Late last month, this year’s Do-Nothing Congress finally did something; it passed the Military Commissions Act of 2006, which states that “The authority to establish military commissions… may not be construed to alter or limit the authority of the President under the Constitution of the United States and laws of the United States to establish military commissions for areas declared to be under martial law or in occupied territories should circumstances so require.”
Read that sentence carefully, for the devil is in the details. In keeping with this administration’s conception of the Unitary Executive, where all other branches of the federal government are beholden to the whim of the Executive, the President of the United States now has the ability to unilaterally define proper conduct for our military courts.
The original conception of the Executive Branch to the minds of the Founding Fathers was a limited one, aware as they were of their young country’s recent liberation from an empire controlled by the world’s most powerful executive, the English Crown. So it is interesting to see the party who claims the “Originalist” view of the Constitution, the Republicans, rubber-stamp our current President as he makes unprecedented power grabs in the name of the War on Terror.
To be sure, there have been instances of Presidential power grabs in the past; Franklin Delano Roosevelt (briefly) increased the number of Supreme Court justices so as to stack the Court with “his men”. But never has a President taken it upon himself to single-handedly decide the makeup of a military tribunal, whether it will follow international law or even the law of our own land. Until now.

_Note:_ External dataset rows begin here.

PR #317, opened 2020-07-29
Test erase command

devmsh:
Changes:

1. Removing `;` from the `@covers` so code coverage not fails
1. Test the `EraseCommand`

Todo:

- [x] Better way to test if `EraseCommand` calls `TraceCommand`

I tried to use `mock` or `spy` to detect if `TraceCommand` handle method invoked but Laravel neglect the mocked version. Currently I take a very simpler approach to test if `'No models found'` output to the console but it's not a good way to do that.

I also review if Laravel has a similar approach to `Bus::fake($jobsToFake = [])` for commands with no success. If you have any idea, please let me know to I can try to implement it.

### DIFF
--- a/src/Commands/BuildCommand.php
+++ b/src/Commands/BuildCommand.php
@@ -5,7 +5,6 @@ namespace Blueprint\Commands;
 use Blueprint\Blueprint;
 use Blueprint\Builder;
 use Illuminate\Console\Command;
-use Illuminate\Contracts\Filesystem\FileNotFoundException;
 use Illuminate\Filesystem\Filesystem;
 use Illuminate\Support\Str;
 use Symfony\Component\Console\Input\InputArgument;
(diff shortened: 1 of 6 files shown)


devmsh:
It already implement that in Laravel Zero [assertCommandCalled](https://github.com/laravel-zero/framework/blob/17723324e1f398b4f7791b8c3a24ebbf4761d0ce/src/Testing/TestCase.php#L53) but I don't know if it worth to use the same approach here.

The 2nd option I think about is to fire some events before and after each command, It may not only help testing if the command is invoked, but also provide some hooks where plugins develop can execute custom logic.

jasonmccreary:
Yeah, this one is tricky. I remember originally trying to test it myself. I'll revisit this in the next live-stream.

Feel free to leave it and more on to another item.

devmsh:
I give it a quick try to replicate an inspired implementation from the `Bus:fake` and it works.

I leave the new changes in a single commit so you can revet it in the live streaming if you want to go with other direction.

if you like the idea, I think I can refactor the PR and move the ArtisanFake to [jasonmccreary/laravel-test-assertions](https://github.com/jasonmccreary/laravel-test-assertions)? and add the package as a composer dependency?

Cann't wait to see you decide in this next live.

This Act allows the “secret” Eastern European C.I.A. prisons to exist upon the President’s say-so, and it also allows the naming of anyone- even a U.S. citizen- to be named an “unlawful enemy combatant”. It does away with the U.S. War Crimes Act of 1996, written into law by a Republican Congress, that held these United States to the same standards as any other nation during wartime. In 2005,
Senator John McCain, famously a former prisoner of war, desired to attach an anti-torture amendment to the act. The President threatened to veto the bill, but agreed to sign if Congress passed the Detainee Treatment Act, which denied the writ of habeas corpus (which protects against unlawful imprisonment) from the detainees in Guantanamo Bay prison. He got his legislation through and then- voila!-produced a signing statement that allows him to ignore the anti-torture amendment. A deft sleight of hand, yes?

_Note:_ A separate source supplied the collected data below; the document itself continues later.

PR #323, opened 2020-08-14
Add support for tuple route generation

### LINKED ISSUE #321: Option to generate routes using class/method tuple
- Laravel Version: 7.21.0
- PHP Version: 7.4.3
- Blueprint Version: 1.16.0
- Platform: Linux (Ubuntu 20)

### Issue:

To improve type safety and against accidentally forgetting updating the routes file after renaming a controller class, I disabled the default namespace in the RouteServiceProvider.

However, this is not being picked up by blueprint. The api routes generated only reference the controller(s) via strings - not via class imports - so actually calling the routes fails and has to be corrected manually.

### draft.yaml:
```yaml
models:
  Person:
    id: string
controllers:
  Person:
    resource: api
```

spaceemotion:
I was unsure which approach to take, but I ended up with reading out the actual value from the UrlGenerator class itself, rather than trying to analyze the RouteServiceProvider. Seemed like the most stable solution to me.

Fixes #321

### DIFF
--- a/config/blueprint.php
+++ b/config/blueprint.php
@@ -102,4 +102,17 @@ return [
 
     'use_guarded' => false,
 
+    /*
+    |--------------------------------------------------------------------------
+    | Use Route Tuples
+    |--------------------------------------------------------------------------
+    |
+    | By default, Laravel configures a root controller namespace within the
+    | RouteServiceProvider. In case you have removed that value to use a
+    | "tuple-based" approach in the routes file(s) to improve typing
+    | in your project, you may set this to true instead.
+    |
+    */
+    'use_route_tuples' => false,
+
 ];
--- a/config/blueprint.php
+++ b/config/blueprint.php
@@ -107,10 +107,11 @@ return [
     | Use Route Tuples
     |--------------------------------------------------------------------------
     |
-    | By default, Laravel configures a root controller namespace within the
-    | RouteServiceProvider. In case you have removed that value to use a
-    | "tuple-based" approach in the routes file(s) to improve typing
-    | in your project, you may set this to true instead.
+    | By default, Blueprint follows the Laravel convention of the controller
+    | namespace matches the namespace set within the RouteServiceProvider.
+    | However, you may configure Blueprint to generate routes using a
+    | "tuple syntax" in cases where you may not use this property
+    | or wish to improve static analysis.
     |
     */
     'use_route_tuples' => false,
--- a/config/blueprint.php
+++ b/config/blueprint.php
@@ -114,6 +114,6 @@ return [
     | or wish to improve static analysis.
     |
     */
-    'use_route_tuples' => false,
+    'generate_fqcn_route' => false,
 
 ];
--- a/config/blueprint.php
+++ b/config/blueprint.php
@@ -104,7 +104,7 @@ return [
 
     /*
     |--------------------------------------------------------------------------
-    | Use Route Tuples
+    | Generate FQCN Routes
     |--------------------------------------------------------------------------
     |
     | By default, Blueprint follows the Laravel convention of the controller
--- a/src/Generators/RouteGenerator.php
+++ b/src/Generators/RouteGenerator.php
@@ -6,15 +6,21 @@ use Blueprint\Contracts\Generator;
 use Blueprint\Models\Controller;
 use Blueprint\Tree;
 use Illuminate\Support\Str;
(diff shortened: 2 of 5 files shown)


jasonmccreary:
Per the issue comments, let's make this configurable, not simply based off the `RouteServiceProvider`.

spaceemotion:
@jasonmccreary changed it to use `config()` instead 👍

jasonmccreary:
Much cleaner. 👍 

I'll get this merged once the tests pass and I make some tiny text tweaks. However, I may wait to tag until next week. You can use `dev-master` if you want it right away.

tests/fixtures/routes/routes-tuples.php
```diff
@@ -0,0 +1,5 @@
+
+
+Route::resource('foo', App\Http\Controllers\FooController::class);
```
jasonmccreary, line 3: Unfortunately, this is not (currently) allowed unless the `RouteServiceProvider::$namespace` property is empty.

spaceemotion:
Since this is a configurable value, my guess is that this should be a deliberate action by the user. If they enable it without knowing what it does...

tests/fixtures/routes/routes-tuples.php
spaceemotion: There could be a note about this in the config file.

We’d spare the rhetoric about how the Bush administration is gutting the Bill of Rights and undermining our nation’s hard-won international prestige, but in this case the rhetoric is correct. America has always been different; we’ve had our sorry instances in the past-the detainment of Japanese prisoners in World War II comes to mind-but Americans like to think that we keep our word and offer a square deal.
The Military Commissions Act, in treating these detainees (many of whom are no doubt guilty of conspiring against our country) in the same manner as the kangaroo courts of despotic regimes does not protect our nation or uphold our international standing. It only serves to corrode the due process our legal system is founded on. It is not a square deal, but a raw one, for all of us. It does not harm the guilty detainees, many of whom have given their lives in opposition to our country and thus are simply waiting to die for their cause. It harms us; tyranny comes not at once, but in increments, and quietly.